### TASK ITEM
Would you print the whole listing again, word for word?

DATA IN THIS EXERCISE START

PR #9258, opened 2022-10-05
All textures from TGMC (up to 2022/10/01)

PerfectTangent:
### Purpose

I tried to comb through the .dmis to make sure weren't taking entire .dmis that were just stuff we already had. I think I was pretty thorough. However, there's going to be duplicates from .dmis that were a mix of old and new. It'd be nice to trim those out, but it's litterally tens of thousands of images to sort, so it will take time to do them all. Not a priority atm.


PerfectTangent:
lmao, wrong repository. My mistake.

PR #9269, opened 2022-10-16
Welder fixes

MaxIsJoe:
CL: [Fix] Welders now have proper stun immunity
CL: [Fix] Fixed an issue where stun immunity only works on clothes and not the body part's armor.
CL: [Fix] Fixed an issue where spells wouldn't work on non-wizards. (The welder can now teleport)

### DIFF
--- a/UnityProject/Assets/Scripts/Systems/Spells/Spell.cs
+++ b/UnityProject/Assets/Scripts/Systems/Spells/Spell.cs
@@ -18,7 +18,6 @@ namespace Systems.Spells
 	[DisallowMultipleComponent]
 	public class Spell : NetworkBehaviour, IActionGUI
 	{
-		[SerializeField] private Antagonist wizardData;
 		private SpellData spellData = null;
 		public SpellData SpellData {
 			get => spellData;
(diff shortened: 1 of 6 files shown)


Bod9001 (dismissed):

UnityProject/Assets/Scripts/Systems/Spells/Spell.cs
```diff
@@ -17,6 +18,7 @@ namespace Systems.Spells
 	[DisallowMultipleComponent]
 	public class Spell : NetworkBehaviour, IActionGUI
 	{
+		[SerializeField] private Antagonist wizardData;
```
ThatDan123: Not sure if i like this, can we just put this on some singleton somewhere?

ThatDan123: Actually sorry i thought this was a SO and didnt want to have to add this to all of them.

Might be fine, but you did forget to change the prefab this Spell monobehaviour is on and add the antag data

UnityProject/Assets/Scripts/Systems/Spells/Spell.cs
```diff
@@ -248,6 +250,9 @@ public virtual bool ValidateCast(PlayerInfo caster)
 
 		private bool CheckWizardGarb(Equipment casterEquipment)
 		{
+			// none-wizards shouldn't need a check for robes.
+			if (casterEquipment.ItemStorage.registerPlayer.PlayerScript.mind.GetAntag().Antagonist !=
```
ThatDan123: can GetAntag() return null?

corp-0: it can. You could add null propagation to the statement or use ``Mind.IsAntag`` before trying to access the antag. It is also weird how we get it with a method like this was old school java.

For these cases I think the better solution is using the ``Try`` pattern and return bool + out the wanted value if found.

MaxIsJoe:
Done. Review pls.

ThatDan123 (approved):

PR #9284, opened 2022-10-31
the option between classic and new hover tooltip

MaxIsJoe:
CL: [New] Classic tooltip can now be re-enabled via the options menu. (Though it's enabled by default from now on for the 13th of november playtest)
CL: [Improvement] The default tooltip is now more bound to the top of the screen.
CL: [Improvement] changed the font of the default tooltip.
CL: [Improvement] The classic tooltip's color is now bolder for people to be able to notice it more if they wish to enable the classic tooltip.

### DIFF
--- a/UnityProject/Assets/Scripts/UI/Core/OptionsMenu/ThemeOptions/ThemeManager.cs
+++ b/UnityProject/Assets/Scripts/UI/Core/OptionsMenu/ThemeOptions/ThemeManager.cs
@@ -79,7 +79,7 @@ namespace Unitystation.Options
 
 	        if (PlayerPrefs.HasKey(PlayerPrefKeys.EnableClassicHoverTooltip) == false)
 	        {
-		        ClassicHoverTooltipToggle(false);
+		        ClassicHoverTooltipToggle(true);
 	        }
 
 	        ChatHighlight = PlayerPrefs.GetInt(PlayerPrefKeys.HighlightChat) == 1;
--- a/UnityProject/Assets/Scripts/UI/Core/OptionsMenu/ThemeOptions/ThemeManager.cs
+++ b/UnityProject/Assets/Scripts/UI/Core/OptionsMenu/ThemeOptions/ThemeManager.cs
@@ -7,6 +7,7 @@ using AddressableReferences;
 using Initialisation;
 using Shared.Util;
 using UnityEngine;
+using UnityEngine.UI;
 using Util;
 using YamlDotNet.RepresentationModel;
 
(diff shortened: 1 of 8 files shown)


Bod9001:
can you have the option to have the classic tooltip and the new one at the same time?

MaxIsJoe:
> can you have the option to have the classic tooltip and the new one at the same time?

no. Though I have to question, why would you need both at the same time?

Fr-Dae:
> 

why not ?
Redundancy is good. 
especially since we still don't know what new functionality is coming with the tooltips on top.

Bod9001:
it seems fine to have both

MaxIsJoe:
well this PR does not intend to add it, so maybe later with the rest of the customization options.

UnityProject/Assets/Scripts/UI/Core/OptionsMenu/ThemeOptions/ThemeManager.cs
```diff
@@ -74,6 +77,11 @@ void IInitialise.Initialise()
 		        PlayerPrefs.SetInt(PlayerPrefKeys.MentionSoundIndex, 0);
 	        }
 
+	        if (PlayerPrefs.HasKey(PlayerPrefKeys.EnableClassicHoverTooltip) == false)
+	        {
+		        ClassicHoverTooltipToggle(false);
```
corp-0: couldn't this just be
```cs
ClassicHoverTooltipToggle(PlayerPrefs.HasKey(PlayerPrefKeys.EnableClassicHoverTooltip))
```
No need for the if

MaxIsJoe: I'm enabling this by default for now for next playtest

UnityProject/Assets/Scripts/UI/Core/OptionsMenu/ThemeOptions/ThemeManager.cs
```diff
@@ -79,7 +79,7 @@ void IInitialise.Initialise()
 
 	        if (PlayerPrefs.HasKey(PlayerPrefKeys.EnableClassicHoverTooltip) == false)
 	        {
-		        ClassicHoverTooltipToggle(false);
+		        ClassicHoverTooltipToggle(true);
```
corp-0, line 82: this is way too odd. What if I see the option in my settings and enable it? If you want to force it enabled, just get rid of the if or something like that.

MaxIsJoe: ah, good point. we aren't updating `IsOn` directly so it wouldn't be updated on the user's end in the options menu

MaxIsJoe: it's now enabled by default in the options menu as well

Bod9001 (approved):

DATA IN THIS EXERCISE END

### TASK RESULT
PR #9258, opened 2022-10-05
All textures from TGMC (up to 2022/10/01)

PerfectTangent:
### Purpose

I tried to comb through the .dmis to make sure weren't taking entire .dmis that were just stuff we already had. I think I was pretty thorough. However, there's going to be duplicates from .dmis that were a mix of old and new. It'd be nice to trim those out, but it's litterally tens of thousands of images to sort, so it will take time to do them all. Not a priority atm.


PerfectTangent:
lmao, wrong repository. My mistake.

PR #9269, opened 2022-10-16
Welder fixes

MaxIsJoe:
CL: [Fix] Welders now have proper stun immunity
CL: [Fix] Fixed an issue where stun immunity only works on clothes and not the body part's armor.
CL: [Fix] Fixed an issue where spells wouldn't work on non-wizards. (The welder can now teleport)

### DIFF
--- a/UnityProject/Assets/Scripts/Systems/Spells/Spell.cs
+++ b/UnityProject/Assets/Scripts/Systems/Spells/Spell.cs
@@ -18,7 +18,6 @@ namespace Systems.Spells
 	[DisallowMultipleComponent]
 	public class Spell : NetworkBehaviour, IActionGUI
 	{
-		[SerializeField] private Antagonist wizardData;
 		private SpellData spellData = null;
 		public SpellData SpellData {
 			get => spellData;
(diff shortened: 1 of 6 files shown)


Bod9001 (dismissed):

UnityProject/Assets/Scripts/Systems/Spells/Spell.cs
```diff
@@ -17,6 +18,7 @@ namespace Systems.Spells
 	[DisallowMultipleComponent]
 	public class Spell : NetworkBehaviour, IActionGUI
 	{
+		[SerializeField] private Antagonist wizardData;
```
ThatDan123: Not sure if i like this, can we just put this on some singleton somewhere?

ThatDan123: Actually sorry i thought this was a SO and didnt want to have to add this to all of them.

Might be fine, but you did forget to change the prefab this Spell monobehaviour is on and add the antag data

UnityProject/Assets/Scripts/Systems/Spells/Spell.cs
```diff
@@ -248,6 +250,9 @@ public virtual bool ValidateCast(PlayerInfo caster)
 
 		private bool CheckWizardGarb(Equipment casterEquipment)
 		{
+			// none-wizards shouldn't need a check for robes.
+			if (casterEquipment.ItemStorage.registerPlayer.PlayerScript.mind.GetAntag().Antagonist !=
```
ThatDan123: can GetAntag() return null?

corp-0: it can. You could add null propagation to the statement or use ``Mind.IsAntag`` before trying to access the antag. It is also weird how we get it with a method like this was old school java.

For these cases I think the better solution is using the ``Try`` pattern and return bool + out the wanted value if found.

MaxIsJoe:
Done. Review pls.

ThatDan123 (approved):

PR #9284, opened 2022-10-31
the option between classic and new hover tooltip

MaxIsJoe:
CL: [New] Classic tooltip can now be re-enabled via the options menu. (Though it's enabled by default from now on for the 13th of november playtest)
CL: [Improvement] The default tooltip is now more bound to the top of the screen.
CL: [Improvement] changed the font of the default tooltip.
CL: [Improvement] The classic tooltip's color is now bolder for people to be able to notice it more if they wish to enable the classic tooltip.

### DIFF
--- a/UnityProject/Assets/Scripts/UI/Core/OptionsMenu/ThemeOptions/ThemeManager.cs
+++ b/UnityProject/Assets/Scripts/UI/Core/OptionsMenu/ThemeOptions/ThemeManager.cs
@@ -79,7 +79,7 @@ namespace Unitystation.Options
 
 	        if (PlayerPrefs.HasKey(PlayerPrefKeys.EnableClassicHoverTooltip) == false)
 	        {
-		        ClassicHoverTooltipToggle(false);
+		        ClassicHoverTooltipToggle(true);
 	        }
 
 	        ChatHighlight = PlayerPrefs.GetInt(PlayerPrefKeys.HighlightChat) == 1;
--- a/UnityProject/Assets/Scripts/UI/Core/OptionsMenu/ThemeOptions/ThemeManager.cs
+++ b/UnityProject/Assets/Scripts/UI/Core/OptionsMenu/ThemeOptions/ThemeManager.cs
@@ -7,6 +7,7 @@ using AddressableReferences;
 using Initialisation;
 using Shared.Util;
 using UnityEngine;
+using UnityEngine.UI;
 using Util;
 using YamlDotNet.RepresentationModel;
 
(diff shortened: 1 of 8 files shown)


Bod9001:
can you have the option to have the classic tooltip and the new one at the same time?

MaxIsJoe:
> can you have the option to have the classic tooltip and the new one at the same time?

no. Though I have to question, why would you need both at the same time?

Fr-Dae:
> 

why not ?
Redundancy is good. 
especially since we still don't know what new functionality is coming with the tooltips on top.

Bod9001:
it seems fine to have both

MaxIsJoe:
well this PR does not intend to add it, so maybe later with the rest of the customization options.

UnityProject/Assets/Scripts/UI/Core/OptionsMenu/ThemeOptions/ThemeManager.cs
```diff
@@ -74,6 +77,11 @@ void IInitialise.Initialise()
 		        PlayerPrefs.SetInt(PlayerPrefKeys.MentionSoundIndex, 0);
 	        }
 
+	        if (PlayerPrefs.HasKey(PlayerPrefKeys.EnableClassicHoverTooltip) == false)
+	        {
+		        ClassicHoverTooltipToggle(false);
```
corp-0: couldn't this just be
```cs
ClassicHoverTooltipToggle(PlayerPrefs.HasKey(PlayerPrefKeys.EnableClassicHoverTooltip))
```
No need for the if

MaxIsJoe: I'm enabling this by default for now for next playtest

UnityProject/Assets/Scripts/UI/Core/OptionsMenu/ThemeOptions/ThemeManager.cs
```diff
@@ -79,7 +79,7 @@ void IInitialise.Initialise()
 
 	        if (PlayerPrefs.HasKey(PlayerPrefKeys.EnableClassicHoverTooltip) == false)
 	        {
-		        ClassicHoverTooltipToggle(false);
+		        ClassicHoverTooltipToggle(true);
```
corp-0, line 82: this is way too odd. What if I see the option in my settings and enable it? If you want to force it enabled, just get rid of the if or something like that.

MaxIsJoe: ah, good point. we aren't updating `IsOn` directly so it wouldn't be updated on the user's end in the options menu

MaxIsJoe: it's now enabled by default in the options menu as well

Bod9001 (approved):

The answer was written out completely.